A university collaboration paper entitled CUPID: Curating Data your Robot Loves with Influence Functions has been accepted at Conferene on Robot Learning (CoRL) 2025. The acceptance rate was 35.77%. We look forward to presenting in our work in Seoul, South Korea in September!
June 21, 2025: 1st Workshop on Robot Evaluation at RSS
With co-organizers from both academia and industry, we held the 1st workshop on Robot Evaluation for the Real World at RSS 2025. Thank you to those who attended and/or contributed to the workshop on such an important and timely topic!
June 21, 2025: Workshop talk at RSS
I gave an invited talk at the RSS 2025 Workshop on Reliable Robotics: Safety and Security in the Face of Generative AI. I sincerely thank the organizers for having me at the workshop.
April 16, 2025: Guest lecture at CMU
I gave a guest lecture in the Embodied Artificial Intelligence Safety class at CMU Robotics Institute on the effective use of statistical methods for trustworthy policy evaluation. I sincerely thank Prof. Andrea Bajcsy for the kind invitation.
April 10, 2025: Two papers accepted at RSS!
Two papers entitled Is Your Imitation Learning Policy Better than Mine? Policy Comparison with Near-Optional Stopping and Can We Detect Failures without Failure Data? Uncertainty-Aware Runtime Failure Detection for Imitation Learning Policies have been accepted at Robotics: Science and Systems (RSS) 2025. The acceptance rate was 27%. We look forward to presenting our work in Los Angeles, USA in June!

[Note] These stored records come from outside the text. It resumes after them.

PR #335, opened 2022-01-12
Remove undefined behavior when predicting with invalid category value

### LINKED ISSUE #328: [GTIL] Remove undefined behavior when negative input is given to a categorical test
https://github.com/dmlc/treelite/blob/2994be4eb58818de8257aca158699b8792d57937/src/gtil/predict.cc#L52

This line is undefined when `fvalue` has a negative value. Casting a negative `float` into `uint32_t` is undefined.

TODO. Explicitly check whether `fvalue` is negative.

hcho3:
Closes #328

@levsnv


src/compiler/ast_native.cc
```diff
@@ -642,6 +642,11 @@ class ASTNativeCompilerImpl {
           "split_index"_a = node->split_index,
           "right_categories_flag"_a = right_categories_flag);
       }
+
+      oss << fmt::format(
+          "((data[{split_index}].fvalue >= 0) && !isinf(data[{split_index}].fvalue) &&"
+          "(fabsf(data[{split_index}].fvalue) <= (float)(1U << FLT_MANT_DIG)) && (",
```
levsnv, line 648: is it necessary to check for infinity when also checking both range boundaries? Looks redundant, because here, a NAN or +-Inf would compare outside the range anyway.

src/gtil/predict.cc
```diff
@@ -49,10 +50,16 @@ inline int NextNodeCategorical(float fvalue, const std::vector<uint32_t>& matchi
   if (std::isnan(fvalue)) {
     return default_child;
   }
-  const auto category_value = static_cast<uint32_t>(fvalue);
-  const bool is_matching_category = (
-      std::find(matching_categories.begin(), matching_categories.end(), category_value)
-      != matching_categories.end());
+  bool is_matching_category;
+  float max_representable_int = static_cast<float>(uint32_t(1) << FLT_MANT_DIG);
+  if (fvalue < 0 || std::fabs(fvalue) > max_representable_int || std::isinf(fvalue)) {
```
levsnv: same here - infinity compares as you'd expect for a normal number. For NAN, one could swap the branches and invert the condition?

tests/python/test_invalid_categocial_input.py
```diff
@@ -0,0 +1,56 @@
+# -*- coding: utf-8 -*-
```
levsnv: nitpicking file name: categocial -> categorical

src/compiler/ast_native.cc
```diff
@@ -642,6 +642,11 @@ class ASTNativeCompilerImpl {
...
+          "split_index"_a = node->split_index);
```
levsnv, line 649: and what do we do with LGBM not conforming? this does look like the ideal behavior, should we just merge this and wait until they start throwing exceptions on invalid categories?

hcho3: @levsnv I think we can persuade them to clarify the behavior for INFs and large floats, since the concern for backward compatibility is lesser.

src/compiler/ast_native.cc
hcho3: NAN has a special handling, since test nodes in Treelite have a default direction (`default_left`). But yes, INF handling can be folded into the range check.

src/compiler/ast_native.cc
levsnv: sounds perfect!

src/gtil/predict.cc
hcho3: > For NAN, one could swap the branches and invert the condition?

Not so easy, since result for NAN depends on the `default_left` flag. It's easier to explicitly check for NAN.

August 19, 2024: Paper accepted into RA-L!
Our latest work entitled How Generalizable is My Behavior Cloning Policy? A Statistical Approach to Trustworthy Performance Evaluation has been accepted into IEEE Robotis and Automation Letters (RA-L)! Check out the project website for details.
April 17, 2024: Paper featured in Nikkei Robotics
Our NeurIPS paper on Policy Customization has been featured in the May 2024 release of Nikkei Robotics, a monthly Japanese magazine on Robotics and AI.
December 11, 2023: Recognized as a Top Reviewer at NeurIPS 2023
It is such an honor to be recognized as a Top Reviewer at NeurIPS 2023!
June 15, 2023: Received Best Paper Award!
Our L4DC paper won the Best Paper Award!
April 11, 2023: Paper accepted (oral) at L4DC!
Our latest work entitled In-Distribution Barrier Functions: Self-Supervised Policy Filters that Avoid Out-of-Distribution States has been accepted for an oral presentation at the 5th Annual Learning for Dynamics & Control Conference (L4DC). The acceptance rate for oral presentations was 9.6%. We look forward to presenting our work in Philadelphia, USA in June!
September 10, 2022: Paper accepted (oral) at CoRL!
Our latest work on risk-aware trajectory forecasting has been accepted for an oral presentation at the 2022 Conference on Robot Learning. The acceptance rate for oral presentations was 6.5%. The arXiv version is available here. We look forward to presenting our work in Auckland, New Zealand in December!